Record set:
= Beginning of Section =

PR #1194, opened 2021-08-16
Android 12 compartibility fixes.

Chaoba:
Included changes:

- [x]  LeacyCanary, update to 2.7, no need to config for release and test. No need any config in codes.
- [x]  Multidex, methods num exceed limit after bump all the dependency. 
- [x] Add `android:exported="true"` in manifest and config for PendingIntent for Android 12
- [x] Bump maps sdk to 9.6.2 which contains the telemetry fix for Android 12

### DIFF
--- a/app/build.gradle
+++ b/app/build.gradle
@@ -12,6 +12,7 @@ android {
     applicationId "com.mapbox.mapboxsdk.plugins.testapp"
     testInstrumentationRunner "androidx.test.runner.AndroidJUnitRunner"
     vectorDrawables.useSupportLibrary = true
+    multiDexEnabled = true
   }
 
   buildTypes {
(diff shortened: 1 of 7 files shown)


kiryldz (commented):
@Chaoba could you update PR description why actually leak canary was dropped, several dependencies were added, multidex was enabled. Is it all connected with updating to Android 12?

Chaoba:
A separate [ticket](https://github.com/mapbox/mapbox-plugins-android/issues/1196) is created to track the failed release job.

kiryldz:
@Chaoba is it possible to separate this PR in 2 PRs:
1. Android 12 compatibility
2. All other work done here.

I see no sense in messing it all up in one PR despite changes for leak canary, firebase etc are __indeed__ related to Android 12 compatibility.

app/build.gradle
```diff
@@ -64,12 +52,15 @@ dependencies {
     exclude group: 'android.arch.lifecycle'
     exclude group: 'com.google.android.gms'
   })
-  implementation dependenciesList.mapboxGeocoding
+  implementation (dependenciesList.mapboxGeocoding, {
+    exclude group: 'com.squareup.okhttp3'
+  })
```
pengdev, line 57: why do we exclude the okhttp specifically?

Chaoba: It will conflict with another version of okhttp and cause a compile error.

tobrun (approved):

= End of Section =
= Beginning of Section =

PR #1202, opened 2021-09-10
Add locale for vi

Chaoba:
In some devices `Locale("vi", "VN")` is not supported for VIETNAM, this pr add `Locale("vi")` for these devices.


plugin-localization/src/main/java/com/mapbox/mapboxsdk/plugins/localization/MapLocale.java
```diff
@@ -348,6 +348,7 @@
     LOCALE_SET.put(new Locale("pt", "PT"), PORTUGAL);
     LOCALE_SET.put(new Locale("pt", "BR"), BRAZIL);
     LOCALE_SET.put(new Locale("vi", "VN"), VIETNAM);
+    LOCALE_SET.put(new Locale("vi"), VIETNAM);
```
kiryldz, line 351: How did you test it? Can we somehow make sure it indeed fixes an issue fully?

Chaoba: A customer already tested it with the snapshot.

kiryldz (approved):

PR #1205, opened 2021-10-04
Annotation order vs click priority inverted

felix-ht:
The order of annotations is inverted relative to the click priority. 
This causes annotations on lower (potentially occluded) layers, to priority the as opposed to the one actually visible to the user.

= End of Section =

Could you reproduce, exactly, every line above from the line with "In some devices" to the line with "This causes annotations", and no other line? Both ends count.

In some devices `Locale("vi", "VN")` is not supported for VIETNAM, this pr add `Locale("vi")` for these devices.


plugin-localization/src/main/java/com/mapbox/mapboxsdk/plugins/localization/MapLocale.java
```diff
@@ -348,6 +348,7 @@
     LOCALE_SET.put(new Locale("pt", "PT"), PORTUGAL);
     LOCALE_SET.put(new Locale("pt", "BR"), BRAZIL);
     LOCALE_SET.put(new Locale("vi", "VN"), VIETNAM);
+    LOCALE_SET.put(new Locale("vi"), VIETNAM);
```
kiryldz, line 351: How did you test it? Can we somehow make sure it indeed fixes an issue fully?

Chaoba: A customer already tested it with the snapshot.

kiryldz (approved):

PR #1205, opened 2021-10-04
Annotation order vs click priority inverted

felix-ht:
The order of annotations is inverted relative to the click priority. 
This causes annotations on lower (potentially occluded) layers, to priority the as opposed to the one actually visible to the user.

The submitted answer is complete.